Eines der besten Spiele für den C64 findet seinen Weg auf die Virtual Console des Wii. Wir erklären Euch, warum ihr diesen Titel downloaden müsst...
Geschrieben von Boris Piwowarsky, vor 203 Tagen

Die Weltherrschaft an sich zu reissen ist eine Kleinigkeit, wenn man ein genialer Wissenschaftler ist und über ein entsprechendes Arsenal atomarer Massenvernichtungswaffen verfügt. Man informiert rasch die Öffentlichkeit über die damit verbundenen Forderungen und den Beginn eines sechsstündigen Ultimatums, zieht sich in den zentralen Kontrollraum eines gigantischen unterirdischen Labors zurück und wartet. Die Tür zu diesem Raum darf sich natürlich nur mit drei Zugangskarten öffnen lassen, und weil auch sinistre Superhirne schlechte Fernsehserien sehen, ist ihnen bekannt, dass ein schweigsamer Agent bereits auf dem Weg sein muss, um die schönen Pläne zu durchkreuzen. Darum wird auf der Bösewichteschule gelehrt, dass solche Zugangskarten in kleine Teile zu zerbrechen und diese im ganzen Labor zu verteilen sind. Sie einfach mit in die Sicherheit der uneinnehmbaren Festung zu nehmen, gilt unter Schurken von Kaliber als zu profan, nähme es dem anrückenden Agenten doch jede Motivation, aufgescheucht durch jeden Winkel des Labors zu laufen, und damit der bereitstehenden Armee an Killerrobotern die Möglichkeit, ihn effektvoll zu eliminieren.
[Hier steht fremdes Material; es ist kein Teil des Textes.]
PR #8779, opened 2026-05-14
chore: update audit exclusions for sanitize-html XSS

pranavjain97:
Remove stale exclusions GHSA-xq3m-2v4x-88gg and GHSA-rp42-5vxx-qpwr which are no longer reported by yarn audit. Add GHSA-rpr9-rxv7-x643 (sanitize-html xmp XSS, CVE-2026-44990, no upstream fix yet); our usage strips all tags with allowedTags: [] and outputs plain text in error messages, so there is no DOM rendering path.

### DIFF
--- a/.iyarc
+++ b/.iyarc
@@ -68,22 +68,10 @@ GHSA-9ppj-qmqm-q256
 GHSA-2w8x-224x-785m
 
 # Excluded because:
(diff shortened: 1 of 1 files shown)


gokulhost (approved):
approving per the PR description stating why the removed ones are stale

Impossible Mission von Epyx bedient all die Klischees, die die Agentenserie Mission:Impossible zum Dauerbrenner auf den Mattscheiben der Welt machte. Nicht umsonst wählte man für das Spiel einen Titel, der an das Erfolgsformat erinnert. Die mit einer Lizenz verbundenen Kosten wollte man aber wohl sparen und so ist es nicht Ethan Hunt, der im Spiel gegen den grösstenwahnsinnigen Elvin Atombender antritt, sondern ein namenloser Agent. Ein Verlust ist das nicht, denn der Titel ist auch so ein Meisterwerk früher digitaler Spielekunst.
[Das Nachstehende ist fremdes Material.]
PR #7332, opened 2025-10-24
feat(statics): gating eth:anon for Dubai

aditya-bitgo:
ticket: WIN-6072

PR #8784, opened 2026-05-15
feat(hbar): skip amount validation for claim rewards self-transfer

Doddanna17:
## Summary
- Add `isHbarClaimRewards()` helper to `stakingWallet.ts` (follows existing `isBtcUndelegate()`, `isTrxStaking()`, `isStx()` pattern)
- Skip amount mismatch error in `validateBuiltStakingTransaction()` when HBAR claim rewards self-transfer is detected (sender address == recipient address)

## Problem
After merging the wire format fix (PR #8774), HBAR claim rewards fails post-signing:
```
Staking transaction validation failed before signing: Recipient 0.0.8933725 amount mismatch. Expected: 1, Got: 0
```

**Root cause**: HBAR claim rewards is a 1-tinybar self-transfer. The wire format correctly merges `[{acct, -1}, {acct, +1}]` into `[{acct, 0}]`, but `validateBuiltStakingTransaction()` compares `buildParams.recipients[0].amount` ("1") against `explainedTransaction.outputs[0].amount` ("0") and throws.

## Why BitGoJS (not multi-repo fix)
| Factor | This approach | Alternative (amount=0 end-to-end) |
|--------|--------------|----------------------------------|
| Files changed | 1 file | 3+ files across 2 repos |
| Base class risk | None | Modifies `BaseClaimRewardsRequestStrategy` (all coins) |
| Precedent | BTC/TRX/STX have coin-specific exemptions | No precedent |
| Semantic correctness | Both "1" and "0" are correct at their layer | Amount "0" is wrong -- we DO send 1 tinybar |

## Test plan
- [ ] Existing `stakingWalletNonTSS.ts` tests pass (no regression)
- [ ] HBAR claim rewards E2E on testnet passes post-signing validation
- [ ] Normal HBAR transfers still validated (address mismatch still caught)

Ticket: SI-605

### DIFF
--- a/modules/bitgo/test/v2/unit/staking/stakingWalletNonTSS.ts
+++ b/modules/bitgo/test/v2/unit/staking/stakingWalletNonTSS.ts
@@ -459,6 +459,136 @@ describe('non-TSS Staking Wallet', function () {
     });
   });
 
+  describe('HBAR Claim Rewards Validation', function () {
+    let thbarBaseCoin;
+    let thbarStakingWallet: StakingWallet;
+    let thbarStakingWalletData: WalletData;
+
+    before(function () {
+      thbarBaseCoin = bitgo.coin('thbar');
+      thbarStakingWalletData = {
+        approvalsRequired: 0,
+        balance: 0,
+        balanceString: '',
+        coinSpecific: {} as WalletCoinSpecific,
+        confirmedBalance: 0,
+        confirmedBalanceString: '',
+        keys: [],
+        label: '',
+        multisigType: 'onchain',
+        pendingApprovals: [],
+        spendableBalance: 0,
+        spendableBalanceString: '',
+        id: 'thbarStakingWalletId',
+        coin: 'thbar',
+        enterprise: enterprise.id,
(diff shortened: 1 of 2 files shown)


Doddanna17:
Putting this on hold — after analysis, this PR is likely **not needed**.

With PR #7315 (staking-service sends `amount="0"` in recipients) and PR #8774 (wire format merge fix already on master), both `buildParams.recipients[0].amount` and `explainedTransaction.outputs[0].amount` are `"0"` — so `validateBuiltStakingTransaction` passes without needing the skip logic here.

The remaining blocker was the WP `toBroadcastFormat` check, which is fixed in bitgo-microservices PR #58771.

Will revisit if E2E testing reveals any issues.

Doddanna17:
HBAR claim rewards feature has been dropped due to Hedera protocol limitations with self-transfers (memo-based addresses produce duplicate AccountIDs rejected by the network). All claim rewards code is being reverted across repos. See BitGoJS #8795, #8798, bitgo-microservices #58808, staking-service #7332.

Das beginnt mit der Sprachausgabe des Spiels, die bei seinem Erscheinen 1984 zu atemlosen Staunen führte. Epyx hatte in Samples der Firma Electronic Speech Systems investiert, die damals Marktführer in Sachen elektronischer Sprache waren und speziell dem SID aus minimalem Datenvolumen verblüffend natürliche Stimmen entlockte. So lief wohl jedem bei der hämischen Begrüssung des wahnsinnigen Elvin Atombender ein kalter Schauer über den Rücken. „Another visitor. Stay a while, stay forever!“ Das romanartige Geschwätz moderner Computerspiele hat im Erinnerungsvermögen der Spieler eine Halbwertszeit von Sekunden, dieser eine Satz jedoch bleibt unvergessen als Initialzündung verbaler Boshaftigkeit in digitalen Welten. Viele Spieler starteten das Spiel immer wieder aufs Neue, nur um sich daran satt zu hören, oder steuerten die Spielfigur wiederholt in einen Abgrund, weil der martialische Todesschrei sie so begeisterte. Großartig.
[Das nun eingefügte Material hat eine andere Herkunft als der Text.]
PR #8789, opened 2026-05-18
fix: txHex needs to be set for the txn in case of TSS

bhuvanr159:
TICKET: CHALO-349

### DIFF
--- a/modules/sdk-core/src/bitgo/wallet/wallet.ts
+++ b/modules/sdk-core/src/bitgo/wallet/wallet.ts
@@ -3526,6 +3526,22 @@ export class Wallet implements IWallet {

Dazu verwöhnte das Spiel mit erstaunlich realistischen Animationen. Das Laufen und der Salto der Spielfigur wirkten äusserst lebensecht und geschmeidig. Epyx bediente sich hier augenscheinlich bei den aufwändigen Animationen, die für das im gleichen Jahr erschienene Summer Games erstellt wurden. Die perfekte Steuerung erlaubte pixelgenaue Sprünge und geübte Spieler beherrschten den Schritt in den Abgrund, um dann Sekundenbruchteile vor dem Absturz doch noch abzuspringen und auf den Zehenspitzen auf einer weit entfernten Plattform zu landen. 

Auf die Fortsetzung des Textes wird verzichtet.